Aunt Joan was independent. She didn't like the fact that my Uncle Carle had to help her move about their home after she suffered a stroke a few years ago. There also were several falls and broken bones, limiting her mobility further.

But that independence is what made Joan one of my favorite relatives. I always looked forward to seeing her. She was full of stories and jokes and laughter. And she loved to hear good stories and jokes and laughter, too.

Much of her time was spent in the garden, finding different ways to grow vegetables and to keep the critters out. At Christmas each year, once you turned 21, you no longer received a card with money. You earned one of her black walnut cakes, made with nuts grown at the cabin.

Even she referred to them as "door stops," but we discovered their slices made good French toast.

She'd share deep conversations on philosophical topics, including but not limited to spirituality and what happens to the soul when it leaves the body.

She found peace in nature and joy in the garden.

It wasn't a surprise to me when Kathy said Aunt Joan didn't want to be kept alive by machinery. It would be OK for a little while, but if it became obvious that things weren't improving, she wanted to be taken off.

Meanwhile, Aunt Joan continued to tell anyone who would listen: "I want to go home. I want to go home."

Kathy told me how she explained to her mother that she couldn't go home because she was sick.
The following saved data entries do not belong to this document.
PR #24832, opened 2023-05-19
NEW:  TakePOS - manage permissions on terminals

altairis-tof:


htdocs/takepos/index.php
```diff
@@ -54,11 +54,26 @@
 $setterminal = GETPOST('setterminal', 'int');
 $setcurrency = GETPOST('setcurrency', 'aZ09');
 
+// get user authorized terminals
+$nb_auth_terms = 0;
+$numterminals = max(1, getDolGlobalInt("TAKEPOS_NUM_TERMINALS"));
+for ($i = 1; $i <= $numterminals; $i++) {
+	if ($user->rights->takepos->{'access_takepos_' . $i}) {
```
eldy, line 61: Use user->hasRight to be compatible with php8.2

altairis-tof:
@eldy is it possible to merge this PR that allow to define permissions on TakePos terminal ? this is a feature often asked by users (last example : https://www.dolibarr.fr/forum/t/attribuer-une-caisse-a-un-utilisateur-par-defaut/45456)

eldy:
On your PR, i have no permission to update the base branch. So no way for me to solve conflict or fix CTI (don't know where is the difference between other contributors, where it is possible to fix a PR manually from github).

altairis-tof:
> On your PR, i have no permission to update the base branch. So no way for me to solve conflict or fix CTI (don't know where is the difference between other contributors, where it is possible to fix a PR manually from github).

@eldy i have just invited you to have wirte access on the fork; tell me if it is ok please.

htdocs/takepos/admin/setup.php
```diff
@@ -95,6 +95,13 @@
 	}
 
 	if (!$error) {
+		// add terminal permissions
+		require_once DOL_DOCUMENT_ROOT . '/core/modules/modTakePos.class.php';
```
eldy, line 99: Using 1 permission to assign a different user on each terminal is not always the desired behaviour. Small shops would prefer to have one global permission as currently. So can you introduce first a hidden option to switch in mode 1 permission per terminal. 
When stable we will be able later to offer the option on takepos setup...

eldy (changes requested):
Using 1 permission to assign a different user on each terminal is not always the desired behaviour. Small shops would prefer to have one global permission as currently. So can you introduce first a hidden option to switch in mode "1 permission per terminal".
When stable we will be able later to offer the option on takepos setup...

htdocs/takepos/admin/setup.php
altairis-tof: ok @eldy i introduce TAKEPOS_USE_TERMINAL_PERMISSIONS

eldy:

altairis-tof:
dommage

Finally, at one point, Joan appeared to understand.

"I told her, 'You can't go home because Dad can't take care of you there,'" Kathy said.

She went from feisty to being calm and resigned.

"The fight just went out of her," my cousin said.

When it became clear there was nothing more medical science could do for her — not without a tracheotomy, feeding tube and dialysis — Kathy, Sue and Uncle Carle made arrangements to bring Aunt Joan home. Her bed faced the sliding glass doors, looking out onto 17 acres of West Virginia wilderness.

As I walked through the screen door into what had been her home office, there was my aunt, her eyes half open, her mouth agape as she struggled to breathe, an oxygen tube in her nose.

Kathy, Sue and Uncle Carle said that, sometimes, Aunt Joan's eyes would flicker when you'd speak to her. There'd be a brief moment of what seemed like recognition.

But then it was gone.

I leaned in close to her.

"Hi, Aunt Joan," I said. "How are you doing?"

As soon as I said that, I realized how dumb it was to say.

I sat in the rocker next to her bed, patted her hand and talked with the family. They said how it seemed to them to have taken a long time for things to come to this, but really, it had only been two weeks.

Too many long days.

Shortly before I had to leave for work, my mom, dad and youngest brother, Stephen, arrived.

I knew this was a hard time for Dad, who was the baby of the family. He was more than a decade younger than Aunt Joan. Her son, my cousin, Carle, who died of cancer more than 20 years ago, was not much younger than Dad.

Joan was closest to Dad emotionally out of all the siblings. Put the two of them together, it was a party.

So when he walked in and sat down next to his dying sister, he looked ashen.

Despite Sue's advice, that was the part for which I was not prepared.

I had only ever seen my father cry twice in my life: When his dog died and when the Colts left Baltimore. Both happened when I was 5.

On that Saturday before Mother's Day 2016, I saw the third time.

And so I had to leave for work. I shook hands and gave hugs to the family.

Then I leaned in to Aunt Joan.

"Hey Aunt Joan," I said, touching her shoulder. "I have to leave.

"I will see you later."

Her eyes flickered.

"I love you," I said, then kissed her forehead.

It was in that moment that I realized it was the first — and last — time I had ever told her that I loved her.

We German English Bohunks aren't known for our warmth, Dad once told me.

I've discovered we're also not always the brightest, particularly when it comes to family relationships.

I said goodbye to everyone again and left.

Aunt Joan died the next morning. Dad called to tell me.

"She didn't exactly have a strong faith in God," he said, his voice low and gravelly, "but she was a good lady. And that's really what matters most in this world."

Rest easy, Aunt Joan. I think you prepared yourself well for whatever comes when the soul leaves the body.